5.4. User password management#
Most internet users find it difficult to select the right password. The password is the key to accessing user accounts, also in Nubus. Passwords that are difficult to guess and regular password changes are an essential element of the system security. To prevent users from choosing weak passwords, administrators can configure several properties in a password policy.
This section describes how to define password policies, such as a minimum password length and an expiration time interval. Nubus applies the password policy when users change their passwords.
Nubus stores the user password for every user as hash in different attributes of the corresponding user account LDAP object:
krb5Key:stores the Kerberos password.
userPassword:stores the Unix password. Other Linux distributions store it in
/etc/shadow.sambaNTPassword:stores the NT password hash used by Samba.
See also
- Creating Secure Passwords by German Federal Office of Information Security
for more information and tips about creating a secure and good password.

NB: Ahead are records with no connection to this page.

PR #418, opened 2023-02-28
Add Parameter.CreateParameterDefinition helper method

ElektroKill:
Changes:
* Added a new method to `Parameter` to make the creation of `ParameterDefinition` objects easier
* Don't use unbound generic types in virtual hidden this parameter.
* Fixed a bug that resulted in incorrect parameter count calculation for signatures with `ExplicitThis` flag set to true.

### DIFF
--- a/src/AsmResolver.DotNet/Collections/Parameter.cs
+++ b/src/AsmResolver.DotNet/Collections/Parameter.cs
@@ -76,6 +76,11 @@ namespace AsmResolver.DotNet.Collections
         /// <inheritdoc />
         public string Name => Definition?.Name ?? GetDummyArgumentName(MethodSignatureIndex);
 
+        /// <summary>
+        /// Creates a <see cref="ParameterDefinition"/> for this parameter and adds it to the method definition if it does not exist.
+        /// </summary>
+        public void CreateParameterDefinition() => _parentCollection?.CreateParameterDefinition(this);
+
         [SuppressMessage("ReSharper", "InconsistentlySynchronizedField")]
         private static string GetDummyArgumentName(int index)
         {
--- a/src/AsmResolver.DotNet/Collections/Parameter.cs
+++ b/src/AsmResolver.DotNet/Collections/Parameter.cs
@@ -80,8 +80,12 @@ namespace AsmResolver.DotNet.Collections
         /// Creates a or returns the existing <see cref="ParameterDefinition"/> corresponding to this parameter.
         /// If a <see cref="ParameterDefinition"/> is created it is automatically added to the method definition.
         /// </summary>
-        /// <returns>The created or existing <see cref="ParameterDefinition"/> or null if this parameter is virtual.</returns>
-        public ParameterDefinition? GetOrCreateDefinition() => _parentCollection?.GetOrCreateParameterDefinition(this);
+        public ParameterDefinition GetOrCreateDefinition()
+        {
+            if (_parentCollection is null)
+                throw new InvalidOperationException("Cannot create a parameter definition for a parameter that has been removed from its parent collection.");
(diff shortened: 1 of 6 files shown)


src/AsmResolver.DotNet/Collections/Parameter.cs
```diff
@@ -76,6 +76,11 @@ public TypeSignature ParameterType
         /// <inheritdoc />
         public string Name => Definition?.Name ?? GetDummyArgumentName(MethodSignatureIndex);
 
+        /// <summary>
+        /// Creates a <see cref="ParameterDefinition"/> for this parameter and adds it to the method definition if it does not exist.
+        /// </summary>
+        public void CreateParameterDefinition() => _parentCollection?.CreateParameterDefinition(this);
```
Washi1337, line 82: Should we rename it to `CreateDefinition` for brevity and let it return the created `ParameterDefinition`? It is already clear from the context that this definition is going to be a parameter definition, and it would allow for immediately using the created definition as a variable as well.

src/AsmResolver.DotNet/Collections/ParameterCollection.cs
```diff
@@ -142,6 +155,13 @@ private void UpdateParameterTypes()
             return _owner.ParameterDefinitions.FirstOrDefault(p => p.Sequence == sequence);
         }
 
+        internal void CreateParameterDefinition(Parameter parameter)
+        {
+            if (parameter == ThisParameter || parameter.Definition is not null)
+                return;
+            _owner.ParameterDefinitions.Add(new ParameterDefinition(parameter.Sequence, Utf8String.Empty, 0));
+        }
+
```
Washi1337, line 164: The name `CreateParameterDefinition` suggests that it always creates a new parameter, however the implementation doesn't do this when the definition already exists. Should we throw instead? We could perhaps also introduce a `GetOrCreateDefinition` instead.

test/AsmResolver.DotNet.Tests/Collections/ParameterCollectionTest.cs
```diff
@@ -111,6 +118,18 @@ public void ReadMultipleParametersFromInstanceMethod()
...
         }
 
+        [Fact]
+        public void ReadEmptyParametersFromGenericInstanceMethod()
+        {
+            var method = ObtainGenericInstanceTestMethod(nameof(GenericInstanceMethods<int, int>.InstanceParameterlessMethod));
+            Assert.Empty(method.Parameters);
+            Assert.NotNull(method.Parameters.ThisParameter);
+            var genericInstanceType = method.Parameters.ThisParameter.ParameterType as GenericInstanceTypeSignature;
+            Assert.NotNull(genericInstanceType);
```
Washi1337, line 128: Replace with 
```csharp
var genericInstanceType = Assert.IsAssignableFrom<GenericInstanceTypeSignature>(method.Parameters.ThisParameter.ParameterType);
```

test/AsmResolver.DotNet.Tests/Collections/ParameterCollectionTest.cs
```diff
@@ -111,6 +118,18 @@ public void ReadMultipleParametersFromInstanceMethod()
...
+            Assert.True(genericInstanceType.TypeArguments.Count == 2);
+            Assert.Equal("GenericInstanceMethods`2", genericInstanceType.GenericType.Name);
```
Washi1337, line 130: Should we also test for the type arguments all being the right generic type parameter signatures pointing to the right indices?

Washi1337 (commented):
Some minor comments, but otherwise LGTM.

Washi1337 (approved):
Thanks for implementing this!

5.4.1. Password policy types#
Nubus has various types of password policy settings as outlined in this section. What policy applies depends on who runs the password change.
- Password Policy in UDM
The Password Policy is a policy that applies to user password changes done through management modules in the Management UI which in turn use UDM in the backend. The Password Policy applies, when an administrator changes a user’s password through the Management UI, the UDM HTTP REST API or UDM. It also applies, when a user changes their password.
Nubus defines a default password policy. Password policy settings describes the available settings for the Password Policy. To enhance the Password quality check, see Password quality check. You can create additional password policies and assign them to user account objects in the LDAP directory tree. For more information about policies, see Policies module.
- Other password policy types
For other password policy types that apply to the UCS appliance, see Password policy types in Univention Corporate Server - Manual for users and administrators [2].
5.4.2. Change the user password#
Changing the user password has the following triggers:
Nubus requires the user to change their password, for example, because the password reached the expiration interval. See the following settings:
Through a setting at the user account. For example, an administrator requests the user to change their password upon next sign-in.
The user decides to change their password.
When a user decides to change their password, they can use the following ways:
- Portal
Nubus for Kubernetes and a UCS domain of UCS appliances have the Portal installed. To change the password, use the following steps:
Sign in to the Portal.
Navigate to the user menu. It’s the “burger menu” in top right corner.
Select .
Provide your current password and set a new password. Retype it and confirm.
- End User Self Service
The End User Self Service offers a direct link to the password change so that administrators can add a prominent tile to the Portal for the password change. Furthermore, it offers a way to reset the user password when users forgot it.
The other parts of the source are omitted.